PR #765, opened 2024-05-17
5m alignment

johnbryan:
Adjust scorecard intervals from 1m to 5m. 1m was prone to volatility/partial data, and 5m should give a more accurate represenation of the current value.


yqlu (commented):
Can you tackle the "Avg CPU Usage / Request" scorecard (line 361 in gke-compute-resources-workload-view.json) as well?

johnbryan:
done

yqlu (approved):

PR #770, opened 2024-06-11
Updates GKE DCGM dashboard with latest revision

huygaa11:
The dashboard uses same set of metrics. So, backward compatible


johnbryan:
We're ok removing the `kubernetes_io:container_accelerator_...` metrics?

johnbryan (approved):

PR #821, opened 2024-09-06
Fix golang dashboard images

EvanSimpson:
The diff view is still broken here, but note that the file size is restored, and use the overflow menu "View File" option to verify that the images are restored.


yqlu (approved):

bwplotka:
Thanks!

= Work instruction =
Starting at the line that contains "Fix golang dashboard images", transcribe every line through the last line of the entries above, exactly, and nothing else.

= Solution to the problem =
Fix golang dashboard images

EvanSimpson:
The diff view is still broken here, but note that the file size is restored, and use the overflow menu "View File" option to verify that the images are restored.


yqlu (approved):

bwplotka:
Thanks!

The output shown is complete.